- Reverie Labs uses AI to develop new medicines.
- The drug research firm raised $25 million in Series A funding.
- Reverie Labs regularly screens drug discovery optimization libraries.
Reverie Labs is a startup that uses AI to develop new medicines. The company today announced the closure of its $25 million Series A round. The capital will be used to advance its internal and partnered drug discovery program. They developed the platform further and expanded its team of scientists and engineers.
Fewer than 12 percent of all drugs entering clinical trials end up in pharmacies. The journey from discovery to the marketplace takes at least 10 years for medicines to complete. According to the Pharmaceutical Research and Manufacturers of America, clinical trials alone take six to seven years, on average, putting the cost of R&D at about $ 2.6 billion. Such challenges are especially acute in oncology, where patient outcomes for many subtypes of cancer remain poor. Off-target toxicities, other than desired adverse effects on tissue, limit the effectiveness of many drugs.
Reverie Labs’ AI Modeling
It can predict important molecular properties for the discovery and optimization of drugs. The company develops special-purpose models that train on in-house datasets for things like bioactivity. It leverages large-scale distributed training and transfers learning. A model stores knowledge gained while solving one issue and applies it to a related issue.
To generate new ideas for molecules, we use computational techniques, from genetic algorithms to continuous latent models. Reverie explains on its website that we place a strong emphasis on generating molecules that are synthesizable, stable, and optimized against multiple criteria. Our data scientists can quickly train models on thousands of machines, and millions of compounds can be enumerated, searched, and prioritized every week by our medical chemists, allowing us to iterate incredibly quickly.

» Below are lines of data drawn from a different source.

PR #522, opened 2021-12-20
Change the default branch in code examples from "master" to "main"

rezanmz:
GitHub has changed the default branch name from "master" to "main". For people who copy and paste these code snippets into their projects, it becomes problematic and confusing.

### DIFF
--- a/README.md
+++ b/README.md
@@ -65,7 +65,7 @@ name: ci
 on:
   push:
     branches:
-      - 'master'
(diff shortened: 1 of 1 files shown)


crazy-max (changes requested):
We can simply remove them so we have:

```yaml
on:
  push:

jobs:
  ...
```

I think it's ok as an example.

PR #527, opened 2021-12-23
Update README.md

rfrm:
It's not clear that the difference when using the path context compared to using the git context is that you need to use the checkout action.


crazy-max:
@rfrm I don't think we need it as this is already specified in the [Usage section](https://github.com/docker/build-push-action#usage).

PR #531, opened 2021-12-28
Add subdirectory for Git context

### LINKED ISSUE #460: Feature request: Allow specifying subdirectory with default git context
When using git repository contexts, Docker allows specifying a subdirectory using the syntax `<repo>#<ref>:<subdir>`, as documented here:

* https://docs.docker.com/engine/reference/commandline/build/#git-repositories

BuildKit used to not support this feature, but as of BuildKit 0.9.0, it does:

* Release notes: https://github.com/moby/buildkit/releases/tag/v0.9.0
* https://github.com/moby/buildkit/issues/1684
* https://github.com/moby/buildkit/pull/2116

Can this action add support for this, to avoid the need to use checkouts to build subdirectories?

### Workaround

For the time being, specifying a full git context seems to work; for example, to build subdirectory `spam`:

```yaml
        with:
          context: "https://github.com/${{ github.repository }}.git#${{ github.sha }}:spam"
```

However, this doesn't use the same logic for determining the default git context as the action does, so it might be fragile.

### LINKED ISSUE #528: Action doesn't perform git checkout
#### Expected behaviour

According to README:

> By default, this action uses the Git context so you don't need to use the actions/checkout action to checkout the repository because this will be done directly by buildkit. 

#### Actual behaviour

Checkout doesn't happen.

### Configuration

This

```yml
      - name: Build and push container
        with:
          context: ./app
          push: true
          tags: ${{ env.ECR_REGISTRY }}/proxyco/madmax-api:stable
```

fails with error:

```
/usr/local/bin/docker buildx build --tag ***.dkr.ecr.us-west-2.amazonaws.com/proxyco/madmax-api:stable --iidfile /tmp/docker-build-push-s6cfCu/iidfile --metadata-file /tmp/docker-build-push-s6cfCu/metadata-file --push ./app
error: unable to prepare context: path "./app" not found
Error: buildx failed with: error: unable to prepare context: path "./app" not found
```

I have to explicitly do a checkout first, for the build to be successful.

```yml
      - uses: actions/checkout@v2

      - name: Build and push container
        with:
          context: ./app
          push: true
          tags: ${{ env.ECR_REGISTRY }}/proxyco/madmax-api:stable
```

It's a private repo.

This is run on a self-hosted runner using ubuntu-latest.

What am I doing wrong?

BeyondEvil:
Since v0.9.0 of BuildKit (BuildX v0.7.0) you can provide a subdirectory
to the default Git context.

Closes #460
Closes #528

### DIFF
--- a/README.md
+++ b/README.md
@@ -43,6 +43,19 @@ By default, this action uses the [Git context](#git-context) so you don't need t
 done directly by buildkit. The git reference will be based on the [event that triggered your workflow](https://docs.github.com/en/actions/reference/events-that-trigger-workflows)
 and will result in the following context: `https://github.com/<owner>/<repo>.git#<ref>`.
 
+You can provide a subdirectory to the [Git context](#git-context) by using the following [Handlebars template](https://handlebarsjs.com/guide/) expression `{{defaultContext}}`:
+
+```yaml
+      -
+        name: Build and push
+        id: docker_build
+        uses: docker/build-push-action@v2
+        with:
+          context: {{defaultContext}}:docker
+          push: true
+          tags: user/app:latest
+```
+
 Be careful because **any file mutation in the steps that precede the build step will be ignored, including processing of the `.dockerignore` file** since
 the context is based on the git reference. However, you can use the [Path context](#path-context) using the
 [`context` input](#inputs) alongside the [`actions/checkout`](https://github.com/actions/checkout/) action to remove
--- a/src/context.ts
+++ b/src/context.ts
@@ -9,6 +9,7 @@ import {issueCommand} from '@actions/core/lib/command';
 import * as github from '@actions/github';
 
 import * as buildx from './buildx';
+import * as handlebars from 'handlebars';
 
 let _defaultContext, _tmpDir: string;
 
@@ -97,7 +98,7 @@ export async function getArgs(inputs: Inputs, defaultContext: string, buildxVers
   let args: Array<string> = ['buildx'];
   args.push.apply(args, await getBuildArgs(inputs, defaultContext, buildxVersion));
   args.push.apply(args, await getCommonArgs(inputs, buildxVersion));
-  args.push(inputs.context);
+  args.push(handlebars.compile(inputs.context)({defaultContext}));
   return args;
 }
 
--- a/__tests__/context.test.ts
+++ b/__tests__/context.test.ts
@@ -491,6 +491,24 @@ nproc=3`],
         '.'
       ]
     ],
+    [
+      15,
+      '0.7.0',
+      new Map<string, string>([
+        ['context', '{{defaultContext}}:docker'],
+        ['load', 'false'],
+        ['no-cache', 'false'],
+        ['push', 'false'],
+        ['pull', 'false'],
+      ]),
+      [
+        'buildx',
+        'build',
+        '--iidfile', '/tmp/.docker-build-push-jest/iidfile',
+        '--metadata-file', '/tmp/.docker-build-push-jest/metadata-file',
+        'https://github.com/docker/build-push-action.git#refs/heads/test-jest:docker'
+      ]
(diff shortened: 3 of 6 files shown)


src/context.ts
```diff
@@ -97,7 +97,11 @@ export async function getArgs(inputs: Inputs, defaultContext: string, buildxVers
   let args: Array<string> = ['buildx'];
   args.push.apply(args, await getBuildArgs(inputs, defaultContext, buildxVersion));
   args.push.apply(args, await getCommonArgs(inputs, buildxVersion));
+  if (inputs.context.startsWith('{{defaultContext}}') && buildx.satisfies(buildxVersion, '>=0.7.0')) {
```
BeyondEvil, line 100: Should I add any type of error-handling here?

As it stands, if the version is <0.7.0 it's going to set the context to (literal) `{{defaultContext}}:docker`.

BeyondEvil:
Locally, `test` and `pre-checkin` passes, but not `validate`.

```sh
 => ERROR [build-validate build-validate 1/1] RUN --mount=type=bind,target=.,rw <<EOT (set -e...)                                                                                                                                                                                                                                           0.5s
------
 > [build-validate build-validate 1/1] RUN --mount=type=bind,target=.,rw <<EOT (set -e...):
#25 0.383 ERROR: Build result differs. Please build first with "docker buildx bake build"
#25 0.390 M  dist/index.js
------
error: failed to solve: executor failed running [/bin/sh -c set -e
git add -A
cp -rf /out/* .
if [ -n "$(git status --porcelain -- dist)" ]; then
  echo >&2 'ERROR: Build result differs. Please build first with "docker buildx bake build"'
  git status --porcelain -- dist
  exit 1
fi
]: exit code: 1
```

Not sure how to fix it.

src/context.ts
crazy-max: I don't think we have to check buildx version here.

src/context.ts
```diff
@@ -97,7 +97,11 @@ export async function getArgs(inputs: Inputs, defaultContext: string, buildxVers
...
+    inputs.context = inputs.context.replace('{{defaultContext}}', defaultContext);
```
crazy-max, line 101: I think it would be better to use [handlebars template](https://handlebarsjs.com/guide/) like it was done in our [metadata action](https://github.com/docker/metadata-action#global-expressions).

src/context.ts
BeyondEvil: Because the version of build-push-action is tied to the BuildX version?

crazy-max: No because it only affects buildkit not buildx. Also we need to vendor buildkit on moby https://github.com/moby/moby/pull/42968 otherwise it will not work with the docker driver.

src/context.ts
BeyondEvil: Updated @crazy-max 👍

README.md
```diff
@@ -43,6 +43,19 @@ By default, this action uses the [Git context](#git-context) so you don't need t
 done directly by buildkit. The git reference will be based on the [event that triggered your workflow](https://docs.github.com/en/actions/reference/events-that-trigger-workflows)
 and will result in the following context: `https://github.com/<owner>/<repo>.git#<ref>`.
 
+Beginning with BuildKit version `v0.9.0` ([Buildx](https://github.com/docker/buildx) `v0.7.0`) you can provide a subdirectory to the [Git context](#git-context) by using the magic variable `{{defaultContext}}`:
```
BeyondEvil, line 46: Should I replace `magic variable` with `handlebar template`?

crazy-max: Yes you can write smth like https://github.com/docker/metadata-action#global-expressions

BeyondEvil: Updated @crazy-max 👍

crazy-max (approved):
LGTM

PR #532, opened 2021-12-28
Add context-subdir input

### LINKED ISSUE #460: Feature request: Allow specifying subdirectory with default git context

### LINKED ISSUE #528: Action doesn't perform git checkout

actualben:
This is an alternative to #531, that PR implements the magic var which you described in https://github.com/docker/build-push-action/issues/460#issuecomment-917000054 .

This approach instead uses a new input `context-subdir` which gets appended to the context URL. This new input is ignored (with a warning) if the user also specifies a `context` input such (as a path). The potential benefit to this approach is that it might be a little easier for users than utilizing a magic var.

magic var:
```yaml
name: Build and push
id: docker_build
with:
  push: true
  tags: user/app:latest
  context: {{defaultContext}}:docker
```

vs

new input:
```yaml
name: Build and push
id: docker_build
with:
  push: true
  tags: user/app:latest
  context-subdir: docker
```

Closes #460
Closes #528

### DIFF
--- a/src/context.ts
+++ b/src/context.ts
@@ -20,6 +20,7 @@ export interface Inputs {
   cacheTo: string[];
   cgroupParent: string;
   context: string;
+  contextSubdir: string;
   file: string;
   labels: string[];
   load: boolean;
@@ -73,6 +74,7 @@ export async function getInputs(defaultContext: string): Promise<Inputs> {
     cacheTo: await getInputList('cache-to', true),
     cgroupParent: core.getInput('cgroup-parent'),
     context: core.getInput('context') || defaultContext,
+    contextSubdir: core.getInput('context-subdir'),
     file: core.getInput('file'),
     labels: await getInputList('labels', true),
     load: core.getBooleanInput('load'),
@@ -97,7 +99,15 @@ export async function getArgs(inputs: Inputs, defaultContext: string, buildxVers
   let args: Array<string> = ['buildx'];
   args.push.apply(args, await getBuildArgs(inputs, defaultContext, buildxVersion));
   args.push.apply(args, await getCommonArgs(inputs, buildxVersion));
-  args.push(inputs.context);
+  let context: string = inputs.context;
+  if (inputs.contextSubdir) {
+    if (context == defaultContext) {
+      context = `${context}:${inputs.contextSubdir}`;
+    } else {
+      core.warning('"context-subdir" input is ignored when a "context" input is present');
+    }
+  }
+  args.push(context);
   return args;
 }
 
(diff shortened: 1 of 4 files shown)


src/context.ts
```diff
@@ -97,7 +99,15 @@ export async function getArgs(inputs: Inputs, defaultContext: string, buildxVers
   let args: Array<string> = ['buildx'];
   args.push.apply(args, await getBuildArgs(inputs, defaultContext, buildxVersion));
   args.push.apply(args, await getCommonArgs(inputs, buildxVersion));
-  args.push(inputs.context);
+  let context: string = inputs.context;
+  if (inputs.contextSubdir) {
```
BeyondEvil, line 103: Since this is only available in BuildX starting with `v0.7.0`, shouldn't you check that `buildxVersion` satisfies that? 🤔

actualben:
closing in favor of #531

PR #560, opened 2022-02-13
Add an example of accessing the secrets file without root permissions

efernandesng:


crazy-max:
@efernandesng I think this example should be in the buildx repo instead: https://github.com/docker/buildx/blob/master/docs/reference/buildx_build.md#secret

crazy-max:
cc @dvdksn

dvdksn:
Sweet update. I agree. @efernandesng  Could you raise a PR that adds a section to the doc linked by @crazy-max above?

PR #613, opened 2022-05-09
docs: clarify push vs. load limitation

BretFisher:
Adding a line to each option `load` and `push` to clarify that they can't be used together.


crazy-max (changes requested):
Can you rebase and squash please? Otherwise LGTM!

PR #2258, opened 2021-06-30
actions: add mediatek-mt7622 target

blocktrron:
Add the newly added mediatek-mt7622 to the firmware build-test matrix.


mweinelt:
Target name mismatches, also we have no mt7622 target yet.

PR #2259, opened 2021-07-01
gluon-core: util: check if file exists prior to reading

blocktrron:
The file_contains_line helper function was not testing whether a file
exists or not prior attempting to read from it.

Add this check to circumvent errors on the private WiFi config in
case the hwflags file is missing.

Reported-by: Tom Herbers <freifunk@tomherbers.de>
Tested-by: Tom Herbers <freifunk@tomherbers.de>


herbetom (approved):
Solved my issue below: 

Screenshot_20210701_023938

PR #2267, opened 2021-07-09
gluon-core: wireless: support PHY lookup for multi-PHY devices

blocktrron:
The PHY lookup helper "find_phy_by_path" could not lookup the PHY name
for paths from multi-phy devices.

An example for such a path would be:
'1e140000.pcie/pci0000:00/0000:00:01.0/0000:02:00.0+1'

The integer after the plus (+) character determines the PHY index of the
specific device in relation to the PHY with the lowest index of the
device.

For example, if the device provides phy2 and phy3, the above path would
describe phy3. In case the device provides phy0 and phy1, it would
describe phy1.

Rewrite the "find_phy_by_path" function to support those paths as well
as regular device paths in a universal manner.

### DIFF
--- a/package/gluon-core/luasrc/usr/lib/lua/gluon/wireless.lua
+++ b/package/gluon-core/luasrc/usr/lib/lua/gluon/wireless.lua
@@ -2,16 +2,42 @@ local sysconfig = require 'gluon.sysconfig'
 local site = require 'gluon.site'
 local util = require 'gluon.util'
 
+local unistd = require 'posix.unistd'
+local dirent = require 'posix.dirent'
+
 
 local M = {}
 
 local function find_phy_by_path(path)
-	local phy = util.glob('/sys/devices/' .. path .. '/ieee80211/phy*')[1]
-		or util.glob('/sys/devices/platform/' .. path .. '/ieee80211/phy*')[1]
+	local device_path, phy_offset = string.match(path, "^(.+)%+(%d+)$")
 
-	if phy then
-		return phy:match('([^/]+)$')
+	-- Special handling required for multi-phy devices
+	if device_path == nil then
+		device_path = path
+		phy_offset = '0'
 	end
+
+	-- Find the device path. Either it's located at /sys/devices or /sys/devices/platform
+	local path_prefix = ''
+	if not unistd.access('/sys/devices/' .. device_path .. '/ieee80211') then
+		path_prefix = 'platform/'
+	end
+
+	-- Get all available PHYs of the device and dertermine the one with the lowest index
+	local phy_names = dirent.dir('/sys/devices/' .. path_prefix .. device_path .. '/ieee80211')
+	local device_phy_idxs = {}
+	for _, v in ipairs(phy_names) do
+		local phy_idx = v:match('^phy(%d+)$')
+
+		if phy_idx ~= nil then
+			table.insert(device_phy_idxs, tonumber(phy_idx))
+		end
+	end
+
+	table.sort(device_phy_idxs)
+
+	-- Index starts at 1
+	return 'phy' .. device_phy_idxs[tonumber(phy_offset) + 1]
 end
 
 local function find_phy_by_macaddr(macaddr)


package/gluon-core/luasrc/usr/lib/lua/gluon/wireless.lua
```diff
@@ -2,16 +2,49 @@ local sysconfig = require 'gluon.sysconfig'
...
 
 local M = {}
 
 local function find_phy_by_path(path)
-	local phy = util.glob('/sys/devices/' .. path .. '/ieee80211/phy*')[1]
-		or util.glob('/sys/devices/platform/' .. path .. '/ieee80211/phy*')[1]
+	local device_path, phy_offset
+	-- Special handling required for multi-phy devices
+	if string.match(path, '+%d$') then
+		device_path, phy_offset = string.match(path, "([^,]+)+(%d)$")
```
NeoRaider, line 15: The literal `+` characters in both match strings should be escaped using `%`.

package/gluon-core/luasrc/usr/lib/lua/gluon/wireless.lua
```diff
@@ -2,16 +2,49 @@ local sysconfig = require 'gluon.sysconfig'
...
+		phy_idx = tonumber(phy_idx)
+
+		if phy_idx ~= nil and (lowest_phy == nil or lowest_phy > phy_idx) then
+			lowest_phy = phy_idx
+		end
+	end
+
+	if lowest_phy == nil then
+		return nil
+	end
```
NeoRaider, line 45: I think it would be better to create a sorted list of all PHYs at the device and then return the entry at the correct index. This would also work when the PHY indices are not consecutive (which might happen in theory when devices appear and disappear, for example with USB WLAN adapters)

package/gluon-core/luasrc/usr/lib/lua/gluon/wireless.lua
NeoRaider: Also, why the `[^,]` pattern? I would use `^(.+)%+(%d+)$`, which also anchors the beginning of the string and handles PHY indices with multiple digits correctly.

blocktrron: No specific reason, this regex was tanken from iwinfo source.

package/gluon-core/luasrc/usr/lib/lua/gluon/wireless.lua
blocktrron: Okay, I was misunderstanding the iwinfo code a bit. I was under the impression, the PHY index is always absolute to the lowest index, but it is not.

```
	while ((e = readdir(d)) != NULL) {
		int cur_id;

		if (strncmp(e->d_name, "phy", 3) != 0)
			continue;

		cur_id = atoi(e->d_name + 3);
		if (cur_id >= phy_id)
			continue;

		seq++;
	}
```

blocktrron:
Pushed two commits, addressing reviews. Not tested yet.

package/gluon-core/luasrc/usr/lib/lua/gluon/wireless.lua
```diff
@@ -2,16 +2,45 @@ local sysconfig = require 'gluon.sysconfig'
...
+	-- Special handling required for multi-phy devices
+	if string.match(path, '+%d$') then
+		device_path, phy_offset = string.match(path, "^(.+)%+(%d+)$")
+
+		-- The UCI radio path is split into the path and a PHY offset,
+		-- which is incremented for each additional PHY available on
+		-- the device.
+	else
+		device_path = path
+		phy_offset = 0
```
NeoRaider, line 22: There is something wrong here - in the `if` branch, `phy_offset` is a string, while it is a number in the `else` branch.

Also, calling `string.match` twice is unnecessary - just try the split and check if `device_path` is nil afterwards (and the first check is still limited to single-digit indices).

package/gluon-core/luasrc/usr/lib/lua/gluon/wireless.lua
```diff
@@ -2,16 +2,45 @@ local sysconfig = require 'gluon.sysconfig'
...
+	if not unistd.access('/sys/devices/' .. device_path .. '/ieee80211') then
+		path_prefix = 'platform/'
+	end
+
+	-- Get all available PHYs of the device and dertermine the one with the lowest index
+	local phy_names = dirent.dir('/sys/devices/' .. path_prefix .. device_path .. '/ieee80211')
+	local device_phy_idxs = {}
+	for _, v in ipairs(phy_names) do
+		local phy_idx = v:match('(%d)$')
+		phy_idx = tonumber(phy_idx)
```
NeoRaider, line 36: I think this should match `^phy(%d+)$` and check for nil - the iwinfo code also ignores entries that don't start with `phy`.

It is unclear to me how reliable the iwinfo code is, as it doesn't sort the entries returned by readdir. Maybe that's fine for sysfs?

blocktrron: I can't commit on that, but it might have been built with less edge-cases in mind.

NeoRaider (approved):

package/gluon-core/luasrc/usr/lib/lua/gluon/wireless.lua
NeoRaider: Ah, I misunderstood the code of iwinfo, not sorting the entries is fine there.

NeoRaider (approved):

blocktrron:
Works great on my Tenbay MB5EU as well as U6-Lite.

PR #2271, opened 2021-07-11
Remove ramips-rt305x and now unused build features

NeoRaider:


lemoer:
From my side (who added the VoCore long time ago), I'm fine with removing it.

rotanid:
the reason for the removal of this target could have been the reason to remove it years ago, so why now? does not really make sense to me.

lemoer:
@rotanid I think, this comment from IRC explains the "why now":

```
06:24:34       neoraider | blocktrron: since the switch to OpenWrt 21.02, ramips-rt305x is the only remaining target that builds the modules into the
                         | kernel. And I think we could just drop that target as well and get rid of a lot of code...
```

blocktrron:
@NeoRaider

Why not leave the VoCore but drop the size optimizations? VoCore has 8MB of flash, unless the partitioning is very inefficient, we can continue to support it.

NeoRaider:
> the reason for the removal of this target could have been the reason to remove it years ago, so why now? does not really make sense to me.

Before the switch to OpenWrt 21.02, the ramips-rt305x target had other devices. Now that no useful devices are left in the target, we should get rid of it.

rotanid:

Reverie’s Response to Drug Optimization
Reverie says it regularly screens drug discovery optimization libraries of millions to billions of compounds. In addition, the company says it has invested for its data in building representations, including interpretable charts intended to help inform decision-making.
To date, for undisclosed oncology targets, Reverie has discovered selective, brain-penetrant kinase inhibitors. A kinase inhibitor is a type of enzyme inhibitor that blocks the action of one or more protein kinases that add and modulate the function of a phosphate group to a protein. In July, Reverie announced a collaboration with Roche and Genentech, a subsidiary of Roche, to assist with the discovery of several kinase inhibitor programs. Reverie received an upfront payment and is entitled to receive payments for preclinical, clinical and regulatory milestones, as well as royalties on Roche’s sales of the partnership’s drug candidates.
Reverie’s latest funding round was led by Ridgeback Capital Investments. That brings the total raised by the Cambridge, Massachusetts-based company to over $32 million.